• [AIM OF THE TASK] Even the shortest line counts, so transcribe all the data exactly.

• [DATA]
PR #311, opened 2025-06-03
added Google ADK section

torresmateo:
This PR:
- orders the framework list alphabetically (happy to change to a custom order if preferred)
- adds docs to the new `google-adk-arcade` library


evantahler (changes requested):
Other than the sidebar order, 👍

• [FINISHED TASK]
PR #311, opened 2025-06-03
added Google ADK section

torresmateo:
This PR:
- orders the framework list alphabetically (happy to change to a custom order if preferred)
- adds docs to the new `google-adk-arcade` library


evantahler (changes requested):
Other than the sidebar order, 👍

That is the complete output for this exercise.